Matlab performances with/without loops

Question

I've read on THIS comment on SO that Matlab is no longer slow at for loops (cf link ).

I used to use Matlab quite a lot during my studies and I remember how much time I saved by always finding a solution that not involves excessive loops (by using reshape , repmat or either arrayfun ).
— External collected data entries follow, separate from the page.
PR #608, opened 2019-10-07
Update log formatting docs

aklenik:

Docs for PR #607


aklenik:
> careful - you are getting dangerously close to becoming a docs writer!!

Well, sometimes you need some distance from coding :D

PR #639, opened 2019-11-05
Flatten round configuration and consolidate related components

### LINKED ISSUE #636: Flatten the round descriptions in the benchmark configuration
## Context
The round descriptions in the benchmark configuration file use an array notation for some attributes as shorthand for reusing `callback` and `arguments` attributes values.
YAML anchors can achieve the same, with the following benefits:
1. The reuse is explicit and more flexible (anchors can be used anywhere, making every part of the config file "extendable").
2. The resolving of anchors happens when the YAML is loaded, so the core round processing code can be simplified.

## Expected Behavior
The round descriptions don't allow using array notation.

## Actual Behavior
The round descriptions allow using array notation.

## Possible Fix
Take the following config, for example:
```yaml
test:
    clients:
        type: local
        number: 1
    rounds:
    - label: init
      txNumber: [100, 200, 300]
      rateControl: [{ type: 'fixed-rate', opts: { tps: 20 } }, { type: 'fixed-rate', opts: { tps: 40 } }, { type: 'fixed-rate', opts: { tps: 60 } }]
      callback: ../init.js
      arguments:
          arg1: 100
          arg2: text
          arg3: text2
```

So this article above caught my attention and I quickly wrote this:

clear all; T = linspace(0,1,1e6);
tic
i = 0;
for t = T
    i = i + 1; y(i) = sin(t);
end
toc

clear all; T = linspace(0,1,1e6);
tic
i = 0;
y = zeros(numel(T), 1);
for t = T
    i = i + 1; y(i) = sin(t);
end
toc

clear all; T = linspace(0,1,1e6);
tic
y = sin(T);
toc

which outputs this:

Elapsed time is 1.741640 seconds.
Elapsed time is 1.400412 seconds.
Elapsed time is 0.004076 seconds.

I also tried to toggle the accel feature...

>feature accel on

But each time, even for more complex matrix manipulations, the vectorized version that uses native Matlab functions is always faster.

Perhaps I am missing some important point or I am just still right with my opinion: with Matlab we should always avoid loops as much as possible.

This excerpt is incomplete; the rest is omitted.